Give again, unchanged, the line that contains "PR #2200, opened 2024-01-31" together with every line that follows it until the entries end.

━━━━━━━━━━━━━━━━

PR #1400, opened 2023-03-09
CLDC-2025 Add equity range validation to sales logs

natdeanlewissoftwire:
Adds min and max validations for equity, with ranges specific to type and collection year

image

https://digital.dclg.gov.uk/jira/browse/CLDC-2025


app/models/validations/sales/financial_validations.rb
```diff
@@ -79,4 +100,26 @@ def is_relationship_child?(relationship)
...
+    },
+    2023 => {
+      2 => { "min" => 10, "max" => 75 },
+      30 => { "min" => 25, "max" => 75 },
+      18 => { "min" => 25, "max" => 75 },
+      16 => { "min" => 10, "max" => 75 },
+      24 => { "min" => 25, "max" => 75 },
+      # 28 => ranges don't apply
+      31 => { "min" => 0, "max" => 75 },
+      32 => { "min" => 0, "max" => 75 },
```
natdeanlewissoftwire: happy to hear suggestions on a better way to represent this, only differences are the mins for type == 2 and 30 and that the 2023 year has type 32 as well as the 2022 types

app/models/validations/sales/financial_validations.rb
```diff
@@ -70,6 +70,27 @@ def validate_percentage_owned_not_too_much_if_older_person(record)
...
   end
 
+  def validate_equity_in_range_for_year_and_type(record)
+    return unless record.type && record.equity && record.collection_start_year
+
+    if record.collection_start_year == 2022
+      ranges = EQUITY_RANGES_FOR_TYPES_BY_COLLECTION_START_YEAR[2022]
+    elsif record.collection_start_year >= 2023
+      ranges = EQUITY_RANGES_FOR_TYPES_BY_COLLECTION_START_YEAR[2023]
+    end
```
jamesrose:
```suggestion
    ranges = EQUITY_RANGES_BY_YEAR.fetch(record.collection_start_year, DEFAULT_EQUITY_RANGES)
```

app/models/validations/sales/financial_validations.rb
```diff
@@ -79,4 +100,26 @@ def is_relationship_child?(relationship)
...
+      2 => { "min" => 10, "max" => 75 },
+      30 => { "min" => 25, "max" => 75 },
+      18 => { "min" => 25, "max" => 75 },
+      16 => { "min" => 10, "max" => 75 },
+      24 => { "min" => 25, "max" => 75 },
+      # 28 => ranges don't apply
+      31 => { "min" => 0, "max" => 75 },
+      32 => { "min" => 0, "max" => 75 },
+    },
+  }.freeze
```
jamesrose:
```suggestion
  EQUITY_RANGES_BY_YEAR = {
    2022 => {
      2   => 25..75
      30 => 10..75,
      18 => 25..75,
      16 => 10..75,
      24 => 25..75,
      31 => 0..75,
    },
 }
 
 DEFAULT_EQUITY_RANGES =  {
      2   => 10..75,
      30 => 25..75,
      18 => 25..75,
      16 => 10..75,
      24 => 25..75,
      31 => 0..75,
      32 => 0..75,
    },
  }
```

app/models/validations/sales/financial_validations.rb
```diff
@@ -70,6 +70,27 @@ def validate_percentage_owned_not_too_much_if_older_person(record)
...
+    return unless record.type && record.equity && record.collection_start_year
+
+    if record.collection_start_year == 2022
+      ranges = EQUITY_RANGES_FOR_TYPES_BY_COLLECTION_START_YEAR[2022]
+    elsif record.collection_start_year >= 2023
+      ranges = EQUITY_RANGES_FOR_TYPES_BY_COLLECTION_START_YEAR[2023]
+    end
+
+    if ranges.key?(record.type)
+      range = ranges[record.type]
```
jamesrose:
```suggestion
    if range = ranges[record.type]
```

This is the same thing :)

app/models/validations/sales/financial_validations.rb
```diff
@@ -70,6 +70,27 @@ def validate_percentage_owned_not_too_much_if_older_person(record)
...
+      if record.equity < range["min"]
+        record.errors.add :type, I18n.t("validations.financial.equity.under_min", min_equity: range["min"])
+        record.errors.add :equity, I18n.t("validations.financial.equity.under_min", min_equity: range["min"])
+      elsif record.equity > range["max"]
+        record.errors.add :type, I18n.t("validations.financial.equity.over_max")
+        record.errors.add :equity, I18n.t("validations.financial.equity.over_max")
+      end
```
jamesrose:
```suggestion
      if record.equity < range.min
        record.errors.add :type, I18n.t("validations.financial.equity.under_min", min_equity: range.min)
        record.errors.add :equity, I18n.t("validations.financial.equity.under_min", min_equity: range.min)
      elsif record.equity > range.max
        record.errors.add :type, I18n.t("validations.financial.equity.over_max", max_equity: range.max)
        record.errors.add :equity, I18n.t("validations.financial.equity.over_max", max_equity: range.max)
      end
```

Are you sure that these should be `<` and `>` and not `<=` and `>=`?

config/locales/en.yml
```diff
@@ -297,6 +297,9 @@ en:
       staircasing:
         percentage_bought_must_be_greater_than_percentage_owned: "Total percentage buyer now owns must be more than percentage bought in this transaction"
         older_person_percentage_owned_maximum_75: "Percentage cannot be above 75% under Older Person's Shared Ownership"
+      equity:
+        under_min: "The minimum initial equity stake for this type of shared ownership sale is %{min_equity}%"
+        over_max: "The maximum initial equity stake is 75%"
```
```suggestion
        over_max: "The maximum initial equity stake is %{max_equity}%"
```

We're assuming that this won't change here.

app/models/validations/sales/financial_validations.rb
arfacamble: I'm still not sure how I feel about assignment inside a condition. It's very easy to read it in passing as `range == ranges[kxdfs]`

app/models/validations/sales/financial_validations.rb
natdeanlewissoftwire: yep!

app/models/validations/sales/financial_validations.rb
```diff
@@ -85,6 +85,22 @@ def validate_percentage_owned_not_too_much_if_older_person(record)
     end
   end
 
+  def validate_equity_in_range_for_year_and_type(record)
+    return unless record.type && record.equity && record.collection_start_year
+
+    ranges = EQUITY_RANGES_BY_YEAR.fetch(record.collection_start_year, DEFAULT_EQUITY_RANGES)
+
+    if (range = ranges[record.type])
```
arfacamble: nested ifs
could reduce nesting by changing 93 to return unless (range = ranges[record.type])

spec/models/validations/sales/financial_validations_spec.rb
```diff
@@ -266,4 +266,86 @@
...
+  describe "#validate_equity_in_range_for_year_and_type" do
+    let(:record) { FactoryBot.create(:sales_log, saledate: now) }
+
+    before do
+      Timecop.freeze(now)
+    end
+
+    after do
+      Timecop.unfreeze
+    end
```
arfacamble, line 278: the before and after can be swapped for an around
you can search the syntax in the project but something like 
```
before do |test|
Timecop.freeze
test.run
Timecop.unfreeze
end
```

arfacamble (approved):

spec/models/validations/sales/financial_validations_spec.rb
natdeanlewissoftwire: yeah true, in case you're interested an around actually behaves slightly differently to a before/after in terms of when it is called but in this case you're right they're interchangeable

PR #1401, opened 2023-03-09
CLDC-1838 update copy for both offered questions

arfacamble:
ensure copy is changed for both questions relating to how many times a property has been offered

extract to en.yml so that both questions keep identical copy in the future

https://digital.dclg.gov.uk/jira/browse/CLDC-1838

### DIFF
--- a/config/locales/en.yml
+++ b/config/locales/en.yml
@@ -560,7 +560,7 @@ en:
       toggle_active: "If the date is before %{date}, select ‘From the start of the current collection period’ because the previous period has now closed."
     bulk_upload:
       needstype: "General needs housing includes both self-contained and shared housing without support or specific adaptations. Supported housing can include direct access hostels, group homes, residential care and nursing homes."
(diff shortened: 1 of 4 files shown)


config/locales/en.yml
```diff
@@ -559,6 +560,7 @@ en:
       toggle_active: "If the date is before %{date}, select ‘From the start of the current collection period’ because the previous period has now closed."
     bulk_upload:
       needstype: "General needs housing includes both self-contained and shared housing without support or specific adaptations. Supported housing can include direct access hostels, group homes, residential care and nursing homes."
+    offered: "Do not include the offer that led to this letting.This is after the last tenancy ended. If the property is being offered for let for the first time, enter 0."
```
natdeanlewissoftwire: Space missing after the .

natdeanlewissoftwire (approved):
little tweak but otherwise ready for staging

config/locales/en.yml
arfacamble: good catch

PR #1402, opened 2023-03-09
CLDC-1999 Add local authority links and select correct LA from location

kosiakkatrina:
- Add a new table to link local authorities from local_authorities table so that we could track which authorities changed into which over the years.

- Display all linked LAs in location information:
image

- Choose the correct LA for supported housing logs based on the year


app/helpers/locations_helper.rb
```diff
@@ -107,4 +107,15 @@ def is_nested?(inner, outer)
...
+  def formatted_local_authority_timeline(location, field)
+    sorted_linked_authorities = location.linked_local_authorities.sort_by(&:start_date)
+    return sorted_linked_authorities.first[field] if sorted_linked_authorities.count == 1
+
+    sorted_linked_authorities.map { |linked_local_authority|
+      formatted_start_date = linked_local_authority.start_date&.to_formatted_s(:govuk_date)
+      formatted_end_date = linked_local_authority.end_date&.to_formatted_s(:govuk_date)
+      "#{linked_local_authority[field]} (#{formatted_start_date} - #{formatted_end_date || 'present'})"
+    }.join("\n")
+  end
```
jamesrose:
```suggestion
  def formatted_local_authority_timeline(location, field)
    sorted_linked_authorities = location.linked_local_authorities.sort(:start_date)
    
    return sorted_linked_authorities.first[field] if sorted_linked_authorities.count.one?

    sorted_linked_authorities.map do |linked_local_authority|
      formatted_start_date = linked_local_authority.start_date&.to_formatted_s(:govuk_date)
      formatted_end_date = linked_local_authority.end_date&.to_formatted_s(:govuk_date) || "present"
      "#{linked_local_authority[field]} (#{formatted_start_date} - #{formatted_end_date})"
    end.join("\n")
  end
```

https://github.com/rubocop/ruby-style-guide#single-line-blocks-delimiters

However! I'd challenge whether we need that return statement:

```suggestion
  def formatted_local_authority_timeline(location, field)
    sorted_linked_authorities = location.linked_local_authorities.sort(:start_date)

    sorted_linked_authorities.map do |linked_local_authority|
      formatted_start_date = linked_local_authority.start_date&.to_formatted_s(:govuk_date)
      formatted_end_date = linked_local_authority.end_date&.to_formatted_s(:govuk_date) || "present"
      "#{linked_local_authority[field]} (#{formatted_start_date} - #{formatted_end_date})"
    end.join("\n")
  end
```

Thoughts?

app/models/lettings_log.rb
```diff
@@ -84,7 +84,7 @@ def self.editable_fields
 
   def la
     if location
-      location.location_code
+      location.linked_local_authorities.active(form.start_date).first.code
```
jamesrose:
```suggestion
      location.linked_local_authorities.active(form.start_date).first&.code
```

app/models/location.rb
```diff
@@ -130,6 +130,14 @@ def validate_confirmed
     self.confirmed = [postcode, location_admin_district, location_code, units, type_of_unit, mobility_type].all?(&:present?)
   end
 
+  def linked_local_authorities
+    la = LocalAuthority.find_by(code: location_code)
+    return [] unless la
+
+    location_local_authorities = [la] + la.linked_local_authorities
+    LocalAuthority.where(id: location_local_authorities.map(&:id))
+  end
```
jamesrose: Can this not be an association?

app/helpers/locations_helper.rb
kosiakkatrina: Hm, yes to the first comment, not too sure about removing the return. This will impact a very small number of LAs, so maybe we shouldn't display the dates by default

jamesrose: Your call!

jamesrose: (Note the AR sorter vs Enumerator.)

app/models/location.rb
kosiakkatrina: hm, I'm not too sure, I tried to make it one, but we don't save the LA code as key in the links table and from location we only have a code. Maybe possible but not sure if clearer

app/helpers/locations_helper.rb
kosiakkatrina: linked_local_authorities is an array and not a relation, so that doesn't work 😬

kosiakkatrina: That's okay tho methinks, cause there'd be at most 2 records there anyway

app/models/location.rb
jamesrose:
```suggestion
  def linked_local_authorities
    local_authority = LocalAuthority.where(code: location_code).pluck(:id)
    return local_authority if local_authority.empty?

    LocalAuthority.where(id: local_authority + la.linked_local_authorities_ids)
  end
```

jamesrose:
```suggestion
  def linked_local_authorities
    la = LocalAuthority.find_by(code: location_code)
    return [] unless la

    LocalAuthority.where(id: [la.id] + la.linked_local_authorities_ids)
  end
```

If you don't map the `linked_local_authorities` you can just pluck out the IDs. You can even do:

```ruby
LocalAuthority.where(id: la.linked_local_authorities_ids + la.id)
```

... if you don't mind about the ordering.

app/models/location.rb
```diff
@@ -130,6 +130,13 @@ def validate_confirmed
     self.confirmed = [postcode, location_admin_district, location_code, units, type_of_unit, mobility_type].all?(&:present?)
   end
 
+  def linked_local_authorities
+    la = LocalAuthority.find_by(code: location_code)
```
arfacamble, line 134: This looks confusing to me, but do I remember a comment somewhere else that location_code means something to do with `Location`s but also something else unrelated to do with LAs. Is it just like a unique id for them or something?

Separately, would this be the same as `LocalAuthority.find_by_code(location_code)`?

jamesrose (approved):

app/models/location.rb
kosiakkatrina: Hm, so I think `lettings_log.location_code` == `location.id`, but `location.code` = `local_authority.location_code` = admin district E code, which is what we're searching by here.

I believe it's the same, yes

PR #2162, opened 2024-01-25
CLDC-3133 Remove times offered from 24/25

natdeanlewissoftwire:


kosiakkatrina (approved):

kosiakkatrina (commented):
Would this need to be removed from BU too?

PR #2163, opened 2024-01-25
CLDC-3137 Add hint text for joint question for 2024

kosiakkatrina:


app/models/form/lettings/questions/joint.rb
```diff
@@ -6,7 +6,7 @@ def initialize(id, hsh, page)
     @header = "Is this a joint tenancy?"
     @type = "radio"
     @check_answers_card_number = 0
-    @hint_text = ""
+    @hint_text = form.start_year_after_2024? ? "This is where two or more people are named on the tenancy agreement" : ""
```
natdeanlewissoftwire, line 9: I think for simple changes like this I'll also just do them inline rather than separate, doesn't really matter but good to be consistent

natdeanlewissoftwire (approved):

PR #2164, opened 2024-01-25
CLDC-3136 Move void date guidance to the top

kosiakkatrina:
image


natdeanlewissoftwire (approved):
lgtm, is that definitely how we want the question number displaying though? rather than at the very top?

kosiakkatrina:
> lgtm, is that definitely how we want the question number displaying though? rather than at the very top?

I think that's what we do for other pages, cause there might be more than 1 question on the page

PR #2167, opened 2024-01-25
CLDC-3135 Infer beds for 24/25 bedsits

natdeanlewissoftwire:


app/models/derived_variables/lettings_log_variables.rb
```diff
@@ -82,6 +82,9 @@ def set_derived_fields!
         self.prevten = 30 if owning_organisation&.provider_type == "LA"
       end
     end
+    if is_bedsit? && form.start_year_after_2024?
+      self.beds = 1
+    end
```
kosiakkatrina: Would it make sense to group all the 2024 things together under a single if statement?

app/models/derived_variables/lettings_log_variables.rb
```diff
@@ -168,6 +171,9 @@ def clear_inapplicable_derived_values!
       self.wchair = nil
       self.location_id = nil
     end
+    if unittype_gn_changed? && unittype_gn_was == 2 && form.start_year_after_2024?
+      self.beds = nil
+    end
```
kosiakkatrina: Would this make more sense with the reset fields methods? Like `clear_inapplicable_derived_values!`

natdeanlewissoftwire: This _is_ in `clear_inapplicable_derived_values`... Am I missing something?

app/models/derived_variables/lettings_log_variables.rb
natdeanlewissoftwire: Sure, I'll nest this for future use

app/models/derived_variables/lettings_log_variables.rb
kosiakkatrina: Oh, haha, I thought it was in `set_derived_fields!` together with the change above 🤦 My other comment now doesn't make sense either, ignore me

kosiakkatrina (approved):

PR #2172, opened 2024-01-25
CLDC-3161 Update shared ownership type hint and details

kosiakkatrina:


app/models/form/sales/questions/shared_ownership_type.rb
```diff
@@ -4,13 +4,20 @@ def initialize(id, hsh, page)
...
-    @hint_text = "A shared ownership sale is when the purchaser buys up to 75% of the property value and pays rent to the Private Registered Provider (PRP) on the remaining portion"
     @top_guidance_partial = guidance_partial
     @type = "radio"
     @answer_options = answer_options
     @question_number = 4
   end
 
+  def hint_text
+    if form.start_year_after_2024?
+      "When the purchaser buys an initial share of up to 75% of the property value and pays rent to the Private Registered Provider (PRP) on the remaining portion, or a subsequent staircasing transaction"
```
natdeanlewissoftwire, line 15: nit: I think we've been adding full stops to the end of hint texts (though I see this wasn't there in the previous version either)

app/models/form/sales/questions/shared_ownership_type.rb
```diff
@@ -37,6 +44,10 @@ def answer_options
   end
 
   def guidance_partial
-    "shared_ownership_type_definitions" if form.start_date.year >= 2023
+    if form.start_year_after_2024?
+      "shared_ownership_type_definitions_2024"
+    elsif form.start_date.year >= 2023
```
natdeanlewissoftwire, line 49: would == 2023 be clearer here?

natdeanlewissoftwire (approved):

app/models/form/sales/questions/shared_ownership_type.rb
kosiakkatrina: I kept it as this cause that's what it already was, I don't think it makes much of a difference 🤷

PR #2176, opened 2024-01-26
CLDC-3164 Change discounted ownership value to hard validation

kosiakkatrina:
The hard validation already existed, updated the error message and tests


spec/models/validations/sales/financial_validations_spec.rb
```diff
@@ -339,4 +339,244 @@
...
+          expect(record.errors["value"]).to be_empty
+          expect(record.errors["deposit"]).to be_empty
+          expect(record.errors["ownershipsch"]).to be_empty
+          expect(record.errors["discount"]).to be_empty
+          expect(record.errors["grant"]).to be_empty
+        end
+      end
+
+      context "when ownership is not discounted" do
+        let(:record) { FactoryBot.build(:sales_log, mortgage: 10_000, deposit: 5_000, grant: 3_000, value: 20_000, discount: 10, ownershipsch: 1, saledate: Time.zone.local(2023, 4, 1)) }
```
RachaelBooth: This one should be in 2024, shouldn't it?

spec/models/validations/sales/soft_validations_spec.rb
```diff
@@ -912,6 +912,15 @@
         expect(record).not_to be_discounted_ownership_value_invalid
       end
     end
+
+    context "when it is a 2024 log" do
```
RachaelBooth, line 928: Do we want to adjust the soft validation to not run for 2024? I guess it doesn't really matter because it'll be caught by the hard one before anything from the soft comes into play, but it seems weird to still have it.

spec/models/validations/sales/financial_validations_spec.rb
kosiakkatrina: Ah, yes, good spot!

spec/models/validations/sales/soft_validations_spec.rb
kosiakkatrina: I think it's already only running for 2023! Added this test because it wasn't covered

RachaelBooth (approved):

PR #2177, opened 2024-01-26
CLDC-3159: Move buyer interview question to setup section

RachaelBooth:


app/models/form/sales/subsections/household_characteristics.rb
```diff
@@ -8,7 +8,7 @@ def initialize(id, hsh, section)
 
   def pages
     @pages ||= [
-      Form::Sales::Pages::BuyerInterview.new(nil, nil, self),
+      (Form::Sales::Pages::BuyerInterview.new(nil, nil, self) unless form.start_year_after_2024?),
```
RachaelBooth, line 11: There may want to be some refactoring when PrivacyNotice is also moved, but it makes sense to leave it until then.

natdeanlewissoftwire (approved):
lgtm - 

nit - no CLDC code in the branch name, not necessary to change it but thought I'd flag in case you hadn't noticed

Also, this will change the order of export for sales 24/25 logs, I assume that's desired.

PR #2180, opened 2024-01-29
CLDC-3166 Only trigger savings validation if mortgage used

kosiakkatrina:


app/models/validations/sales/soft_validations.rb
```diff
@@ -60,7 +60,7 @@ def savings_over_soft_max?
   end
 
   def deposit_over_soft_max?
-    return unless savings && deposit
+    return unless savings && deposit && mortgage_used?
```
natdeanlewissoftwire, line 63: do we want to apply this change to the soft min, too? (and/or the hard max/min?)

natdeanlewissoftwire (approved):

app/models/validations/sales/soft_validations.rb
kosiakkatrina: I don't think there is a soft min or hard validations and the ticket specifically points of this calculation `deposit > savings * 4 / 3` so I think it's just this one

PR #2187, opened 2024-01-29
CLDC-3155 Add accessible_register option and hint text for 24/25

natdeanlewissoftwire:


db/schema.rb
```diff
@@ -464,8 +465,6 @@
     t.string "reader_type", null: false
     t.bigint "reader_id"
     t.datetime "timestamp", precision: nil, null: false
-    t.datetime "created_at", null: false
```
natdeanlewissoftwire: ?

kosiakkatrina (commented):
There's `validate_lettings_allocation` and `letting_allocation_unknown`  in BU row parser, I suspect that would need to get updated?
Also, in the export we've got `attribute_hash["chr"] = 2 if attribute_hash["chr"]&.zero?` etc, I suspect that we'd need to add it for this as well?

natdeanlewissoftwire:
Thanks - good spot, I'll wait til the lettings row parser is merged to main and add that update too

kosiakkatrina (approved):

PR #2192, opened 2024-01-30
CLDC-3151 Update reason for leaving for 24/25

natdeanlewissoftwire:


app/models/form/lettings/questions/reason.rb
```diff
@@ -16,114 +15,217 @@ def initialize(id, hsh, page)
...
+        },
+      }.freeze
+    else
+      {
+        "40" => {
+          "value" => "End of assured shorthold tenancy (no fault)",
+        },
+        "41" => {
+          "value" => "End of assured shorthold tenancy (eviction or tenant at fault)",
+        },
```
kosiakkatrina: Picky, but could we format this as 1 option per line?
```
...
"40" => { "value" => "End of assured shorthold tenancy (no fault)" },
"41" => { "value" => "End of assured shorthold tenancy (eviction or tenant at fault)" },
...
```

kosiakkatrina (approved):

app/models/form/lettings/questions/reason.rb
natdeanlewissoftwire: you bet, that'll be much nicer

PR #2193, opened 2024-01-30
CLDC-3092 Update nationality question for 24/25

kosiakkatrina:
Update nationality questions in both sales and lettings. I considered keeping the same field, but ended up adding new ones because the codes we're saving have completely changed.

This adds changes for sales BU, lettings BU is to come when https://github.com/communitiesuk/submit-social-housing-lettings-and-sales-data/pull/2158 gets merged.

Ended up not using the [GitHub - alphagov/govuk-country-and-territory-autocomplete: An autocomplete widget that uses data from Country and Territory Register.](https://github.com/alphagov/govuk-country-and-territory-autocomplete?tab=readme-ov-file) cause we already have the accessible autocomplete and ability to add synonyms, plus we're storing different values so would need to change those anyways


app/helpers/question_view_helper.rb
```diff
@@ -14,9 +14,13 @@ def legend(question, page_header, conditional)
   end
 
   def answer_option_synonyms(resource)
-    return unless resource.instance_of?(Scheme)
+    return unless resource.instance_of?(Scheme) || resource.is_a?(Hash)
```
natdeanlewissoftwire, line 17: any reason you didn't go for instance_of? here?

app/models/form/lettings/questions/nationality_all.rb
```diff
@@ -0,0 +1,222 @@
...
+    "776" => { "name" => "Tonga", "synonyms" => "TO" },
+    "780" => { "name" => "Trinidad and Tobago", "synonyms" => "TT" },
+    "788" => { "name" => "Tunisia", "synonyms" => "TN" },
+    "792" => { "name" => "Turkey", "synonyms" => "TR" },
+    "795" => { "name" => "Turkmenistan", "synonyms" => "TM" },
+    "798" => { "name" => "Tuvalu", "synonyms" => "TV" },
+    "800" => { "name" => "Uganda", "synonyms" => "UG" },
+    "804" => { "name" => "Ukraine", "synonyms" => "UA" },
+    "784" => { "name" => "United Arab Emirates", "synonyms" => "AE" },
+    "826" => { "name" => "United Kingdom", "synonyms" => "GB,UK,England,Wales,Scotland,Northern Ireland" },
```
natdeanlewissoftwire: do we want to allow great britain/britain here too?

app/models/form/sales/questions/nationality_all.rb
```diff
@@ -0,0 +1,221 @@
...
+    @check_answer_label = "Buyer #{buyer_index}’s nationality"
+    @header = "Enter a nationality"
+    @type = "select"
+    @answer_options = ANSWER_OPTIONS
+    @check_answers_card_number = buyer_index
+    @question_number = buyer_index == 1 ? 24 : 32
+  end
+
+  ANSWER_OPTIONS = {
+    "" => "Select an option",
```
natdeanlewissoftwire: can we store this list somewhere central?

app/models/form/sales/pages/nationality1.rb
```diff
@@ -13,6 +13,13 @@ def initialize(id, hsh, subsection)
   end
 
   def questions
-    @questions ||= [Form::Sales::Questions::Nationality1.new(nil, nil, self)]
+    @questions ||= if form.start_year_after_2024?
```
natdeanlewissoftwire: can we take this opportunity to rename this page (and associated questions etc) buyer1_nationality for clarity?

app/models/form/lettings/questions/nationality_all.rb
```diff
@@ -0,0 +1,222 @@
...
+    "634" => { "name" => "Qatar", "synonyms" => "QA" },
+    "642" => { "name" => "Romania", "synonyms" => "RO" },
+    "643" => { "name" => "Russia", "synonyms" => "RU" },
+    "646" => { "name" => "Rwanda", "synonyms" => "RW" },
+    "659" => { "name" => "Saint Kitts and Nevis", "synonyms" => "" },
+    "662" => { "name" => "Saint Lucia", "synonyms" => "" },
+    "670" => { "name" => "Saint Vincent and the Grenadines", "synonyms" => "" },
+    "882" => { "name" => "Samoa", "synonyms" => "WS" },
+    "674" => { "name" => "San Marino", "synonyms" => "SM" },
+    "678" => { "name" => "Sao Tome and Principe", "synonyms" => "ST" },
```
natdeanlewissoftwire: we should have accents on this (I saw we had on cote d'ivoire) so I don't think we're being consistent accent-wise

natdeanlewissoftwire (approved):
lgtm!

app/helpers/question_view_helper.rb
kosiakkatrina: No reason, I don't think it makes a difference here, so just preference

app/models/form/sales/questions/nationality_all.rb
kosiakkatrina: I thought about that, but I feel like it's very question specific so putting it into a constant might be inviting for it to get reused by other things where it shouldn't
let me know if you feel strongly about this and I'm missing any non obvious benefits

RachaelBooth: I was wondering about this - the main thing I can think of is not having to update it in two places (lettings and sales) if it changes. But I imagine it doesn't change very often, save maybe adding some synonyms. 

That said, are there likely to be things that would want to reuse it but shouldn't? I might be missing something here, but it does seem like anything using a nationality list should want the same list (and also that there wouldn't be other places using a nationality list).

kosiakkatrina: Yeah, it's unlikely we'd want it somewhere else. I think I was thinking about the local authorities and not countries and was worried about the structure changing as opposed to the content, cause it's quite question specific. I've extracted it now tho, let me know if it looks better

RachaelBooth: Yeah, I think that works.

PR #2198, opened 2024-01-31
CLDC-3174 Validate stairowned is not equal stairbought

kosiakkatrina:


natdeanlewissoftwire (approved):
looks good, though I don't understand at all why in the real world these figures couldn't be the same!?

PR #2200, opened 2024-01-31
CLDC-3169: Infer soctenant from prevten / prevtenbuy2

RachaelBooth:


app/models/derived_variables/sales_log_variables.rb
```diff
@@ -24,6 +24,10 @@ def set_derived_fields!
     self.hhmemb = number_of_household_members
     self.hhtype = household_type
 
+    if form.start_year_after_2024?
+      self.soctenant = prevten_was_social_housing? ? 1 : 2
+    end
+
```
kosiakkatrina: We might want to check that `saledate.present?`, cause at some point 2024 form will become the default form and we've also got a default soctenant value here

kosiakkatrina: Also, do we always have a value for soctenant? Isn't there a situation where this is irrelevant? Maybe if it's an outright sale

RachaelBooth: Good point - I think we should only be doing this when it's shared ownership.

kosiakkatrina (approved):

━━━━━━━━━━━━━━━━

RESPONSE TO THIS EXERCISE =>
PR #2200, opened 2024-01-31
CLDC-3169: Infer soctenant from prevten / prevtenbuy2

RachaelBooth:


app/models/derived_variables/sales_log_variables.rb
```diff
@@ -24,6 +24,10 @@ def set_derived_fields!
     self.hhmemb = number_of_household_members
     self.hhtype = household_type
 
+    if form.start_year_after_2024?
+      self.soctenant = prevten_was_social_housing? ? 1 : 2
+    end
+
```
kosiakkatrina: We might want to check that `saledate.present?`, cause at some point 2024 form will become the default form and we've also got a default soctenant value here

kosiakkatrina: Also, do we always have a value for soctenant? Isn't there a situation where this is irrelevant? Maybe if it's an outright sale

RachaelBooth: Good point - I think we should only be doing this when it's shared ownership.

kosiakkatrina (approved):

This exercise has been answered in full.